The bruised clouds overhead seemed to paint the perfect picture of trouble, which I’d been following all morning like some north star that led to no good.
I hitched Bones to the same post I always did. He didn’t seem to like the air either and had spent the last hour huffin’ over it, not all that eager to get to my sister’s ranch. He had a way about things. A sixth sense. I’d like to think it was that same sixth sense what led him to crush Stewart William’s head like a grape underfoot, turning that fool thief into blood wine. A good horse knows an asshole when they see one, and Stewart was starving him—hence the name I later gave the poor beast.
Bones whinnied as I walked toward the porch and saw the front door ajar. Some bad shit had definitely gone down—my worst fear being a wagon full of stiff dicks found a lone woman in the middle of nowhere and I wasn’t there to stop them.
I pulled my gun and didn’t fuck around, kicked the door wide.

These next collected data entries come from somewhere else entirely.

PR #6254, opened 2015-09-10
Improved NFS configuration for SUSE

krig:
Use the /sbin/service script for both status and start commands.

Also adds a SUSE variant of the contrib/sudoers script.


krig:
Pushed an updated sudoers script which fixes incorrect path to `sed` on SUSE systems.

krig:
I have updated this pull request and added updated sudoers scripts for the other Linux flavors as well: #5773 broke the example sudoers scripts. This resolves that problem. One concern is that the `cp` `Cmnd_Alias` is perhaps a bit too broad.

krig:
@mitchellh Any chance of merging this?

PR #6259, opened 2015-09-11
Fix verify_binary for Puppet for Windows guests.

philipwigg:
Fixes a bug in the fix for https://github.com/mitchellh/vagrant/issues/5943 whereby 'which' is mistakenly used on Windows instead of 'where' to locate the Puppet binary.


philipwigg:
I should say that before this change I was getting..

'The puppet binary appears not to be in the PATH of the guest. This could be because the PATH is not properly setup or perhaps Puppet is not installed on this guest. Puppet provisioning can not continue without Puppet properly installed'

with a Windows 2012r2 guest on Mac when using the Puppet provisioner. Also relevant for https://github.com/mitchellh/vagrant/issues/5615

Issue #6231, opened 2015-09-03
Vagrant not deleting temp files


yr0:
I'm using Vagrant with Docker as provider.

Whenever I launch vagrant with any command, the directory gets populated with four files, prefixed with 'vagrant', e.g. 'vagrant20150902-10813-1p2j0fh', and a directory, prefixed with 'd', e.g. 'd20150902-10813-14u60qc'.
Neither of those gets automatically deleted.

I traced the problem to `Vagrant::Bundler#deinit`, that is executed `at_exit`:

    def deinit
       File.unlink(ENV["BUNDLE_APP_CONFIG"]) rescue nil
       File.unlink(ENV["BUNDLE_CONFIG"]) rescue nil
       File.unlink(ENV["GEMFILE"]) rescue nil
    end

`ENV["BUNDLE_APP_CONFIG"]` is always a directory:

    # contents of Vagrant::Bundler#init!
    @appconfigpath = Dir.mktmpdir
    # ...
    ENV["BUNDLE_APP_CONFIG"] = @appconfigpath

That is why first unlink always fails, leaving temporary dir undeleted.
`ENV["GEMFILE"]` is usually nil (perhaps, `ENV["BUNDLE_GEMFILE"]` was meant to be deleted instead).

Anyway, even if `Vagrant::Bundler#deinit` worked as expected, it would still leave three temp files in directory, so I guess, there is a problem with the configuration of OS. 

I have installed Vagrant from .deb Linux x64 package, removed it with `apt-get remove --purge vagrant` and reinstalled again with problem persisting. The OS is Ubuntu 14.04.3 LTS. Linux pc 3.13.0-62-generic # 102-Ubuntu SMP Tue Aug 11 14:29:36 UTC 2015 x86_64 x86_64 x86_64 GNU/Linux
 
I've also tried asking the community at [stackoverflow](http://stackoverflow.com/questions/32352989/vagrant-creates-numerous-trash-config-files-and-directories).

Diane faceup was the first thing I saw. Half on the bed, half off, like she was maybe sliding down when rigor mortis set in. The top of her dress had been ripped open, and her breasts spilled out. Where her nipples used to be, there were dark-red circles. Jagged circles.
I held the gun out and surveyed the room. There were only two other doors in the house. One in the back which led outside, and another to the side where Nadine slept. My niece. That door was closed.
I got to the door and turned the knob. It was locked. I knew Nadine was either dead or taken, but I called out anyway. “Nadine! It’s Uncle Garrett. You in there?”
I opened the door, and the sun shot through the window, blinding me, like some kind of blessing, knowing damn well if Nadine was dead, I couldn’t bear to see it.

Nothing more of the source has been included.